Hearing a mother who lost her 16-year-old child after the child consumed popular Lebanese dish Shawarma, the Kerala High Court has ordered for Food Safety and Standard Authority of India’s (FSSAI) ‘Shawarma Guidelines’ to be necessarily incorporated into the statutory licenses of all the eateries. It said that it would continue to keep the writ petition alive for some more time “to make sure that another mother will not have to approach this Court in the same manner as the petitioner is being constrained to.”
The Court said that alongwith the said guidelines, FSSAI’s ‘order of ban’ dated January 12, 2022 should also be incorporated so that the eateries cannot henceforth take the stand that they were not aware of both.
The Court took note of the Food Safety Commissioner’s submission that in the case of ‘Shawarma’, one “major cause of accident was that it was being consumed by customers much after the time frame it was safe for consumption”.
It held in this regard that in this scenario “necessary instructions shall also be given to all the eateries to exhibit the date and time of the preparation of the food article on its packaging,” for all across-the-counter and takeaway parcels.
It further directed that necessary steps should be taken to create awareness amongst consumers as to strict adherence to these timelines for safe consumption of a food article. This was to be overseen by the Food Safety Commissioner and authorities under her on a regular basis, it held.
The matter was being heard by a bench of Justice Devan Ramachandran.
Facts of the case
The brief facts of the case are that the petitioner, mother of a 16-year-old child lost her child after the child consumed shawarma from an eatery.
The mother alleged inter alia that the food manufacturer in question was operating without licence, there were no inspections conducted on them, for at least two years by the competent Authorities under the Food Safety and Standard Authority of India (FSSAI).
Hence, the aggrieved mother approached the Kerala High Court seeking appropriate directions to the relevant authorities as well as compensation under constitutional tort principles.

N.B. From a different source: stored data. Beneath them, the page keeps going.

PR #5098, opened 2021-07-14
Added temporary flag overrides for a couple config options

JRascagneres:
- Added some temporary flags which allow us to override a few items which are required to run litecore tests with SGW 3.x
 - Auth ones are hooked up, TLS / Server ones will be hooked up as part of the PR that adds those options
 - Additionally we pass down flag options to legacy config in the same way we do for persistent config
 
 - [x] Merge https://github.com/couchbase/sync_gateway/pull/5094 and rebase


bbrks (dismissed):
LGTM

bbrks (approved):

PR #5103, opened 2021-07-15
Temp rename agent label for testing docker builders

bbrks:
- [ ] Get pipeline builds running through docker container (so we're able to run CI jobs on laptops and with more parallelism)


JRascagneres:
Closing PR as this work is 'on-hold' for now. Can always re-open when we have some free time to investigate.

PR #5104, opened 2021-07-16
CBG-1421 - Bootstrap.Server is now a required field

IsaacLambat:
- [ ] http://uberjenkins.sc.couchbase.com:8080/job/sync-gateway-integration/890/

### DIFF
--- a/rest/config.go
+++ b/rest/config.go
@@ -72,7 +72,7 @@ type BucketConfig struct {
 
 func (bc *BucketConfig) MakeBucketSpec() base.BucketSpec {
 
-	server := "http://localhost:8091"
+	server := ""
 	bucketName := ""
 	tlsPort := 11207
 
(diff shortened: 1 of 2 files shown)


rest/config_test.go
```diff
@@ -1265,6 +1265,7 @@ func TestSetupServerContext(t *testing.T) {
 	defer base.SetUpTestLogging(base.LevelInfo, base.KeyAll)()
 	t.Run("Create server context with a valid configuration", func(t *testing.T) {
 		config := DefaultStartupConfig("")
+		config.Bootstrap.Server = "walrus:" // Valid config requires server to be explicitly defined
```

She further sought interim directions to the Food Safety Commissioner, the Assistant Commissioner of Food Safety, and the Food Safety Officer, to submit a report on the measures taken for implementation of the Food Safety and Standards Act, 2006 and Regulation 2011, in the interest of justice.
FSSAI Commissioner’s submissions
While clarifying at the outset that she had joined the post only in the last two weeks, the Commissioner who was present in person (through the online mode) pursuant to the Court’s directions, informed the bench that ‘Shawarma Guidelines’ were issued by the Department on September 25, 2022.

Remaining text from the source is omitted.